In all cases the resulting log file is the correct size, no bytes are lost, the issues are always corruption rather than missing data.

Any ideas why this would be happening?

Minimal code to reproduce the issue:
C++:
#include <SD.h>

#define _BIG_BUFFER_SIZE_ (64*1024)
#define _SD_BLOCK_ 512
uint8_t *serialBuffer;
uint8_t cardWriteBuffer[_SD_BLOCK_];
uint32_t writeTime = 0;
File logfile;

void setup() {
  Serial.begin(115200);

  Serial.println("Looking for SD card");
  while (!(SD.begin(BUILTIN_SDCARD))) {
    Serial.println("Still looking for SD card");
    delay(500);
  }
  Serial.println("Card found");

  serialBuffer = (uint8_t*)malloc(_BIG_BUFFER_SIZE_);
  if (!serialBuffer) {
    Serial.println("Failed to allocate buffer");
    while (true) {

    }
  }

  Serial3.begin(460800);
  Serial3.addMemoryForRead(serialBuffer, _BIG_BUFFER_SIZE_);
  logfile = SD.open("log.bin", FILE_WRITE);
  if (!logfile) {
    Serial.println("Failed to open output file");
    while (true) {

    }
  }
Serial.println("Running");
}

void loop() {
  uint32_t serialWaiting = Serial3.available();
  if (serialWaiting >= _SD_BLOCK_) {  // a full block worth waiting
    if (serialWaiting >= (_BIG_BUFFER_SIZE_ - _SD_BLOCK_)) {
      Serial.println("Overflow!!");
    }
    Serial3.readBytes(cardWriteBuffer, _SD_BLOCK_);
    if (logfile) {
      logfile.write(cardWriteBuffer, _SD_BLOCK_);
      logfile.flush();
    }
    writeTime = millis();
  }

  if (writeTime && ((millis()-writeTime) > 2000) && logfile) {
    logfile.close();
    logfile = NULL;
    Serial.println("Stopping");
  }
}


-- edit
It looks to be related to the Serial3.avalible() and/or reading all (or almost all) of the data waiting.
If I change
Code:
if (serialWaiting >= _SD_BLOCK_) {
to
Code:
if (serialWaiting >= _SD_BLOCK_ + 64) {
so that it never tries to completely empty the buffer then the correct data is recorded.
 
Last edited:
Well, readBytes() is blocking, and I suppose it could have an issue in the logic related to the buffer created via addMemoryForRead(). It would be interesting to test for (_SD_BLOCK_ + 1), because if there is a bug related to > versus >=, that should be as good as (_SD_BLOCK_ + 64).
 
Well, readBytes() is blocking, and I suppose it could have an issue in the logic related to the buffer created via addMemoryForRead(). It would be interesting to test for (_SD_BLOCK_ + 1), because if there is a bug related to > versus >=, that should be as good as (_SD_BLOCK_ + 64).

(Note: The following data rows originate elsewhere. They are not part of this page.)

PR #323, opened 2023-08-28
Use release-tools submodule containing relman.py

adriansuarez:
Delete release/ directory and replace it with a submodule pointing to the github.com/nuodb/release-tools repository. This enables usage of the tool in different repositories.


sivanov-nuodb (approved):
Looks good.

PR #324, opened 2023-09-06
Update sample archive protocol version to 5.0

sivanov-nuodb:
Update the protocol version of the sample archive used in the restore tests to 5.0.


bkelly-ndb (approved):

adriansuarez (approved):
Thanks for updating it.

The hardware is currently being used so I can't test +1 right now but will when I get a chance.
But if that was the case I'd expect the errors to be the last byte in the block, not a few bytes off the end.

For now we are simply using a 32k buffer since that works. Realistically that's plenty so this is an easy thing to work around. But it should work with a bigger buffer, I don't like it when things don't work without a good reason. It makes me worry that the issue may show up again in some situation that is harder to work around.
 
available() and read() are a lot more complex than you might guess, but it seems unlikely that a bug in that code has gone unnoticed for this long. A test you might do is to run with the configuration where you see the problem and add logic to test the return value from readBytes(). It can return fewer bytes than requested. Also, you shouldn't need a buffer anywhere near 64K, so it would also be interesting to know if you see the problem with smaller buffers.
 
I added an extra check to the code, readBytes always returns the correct number so it thinks it's reading things correctly.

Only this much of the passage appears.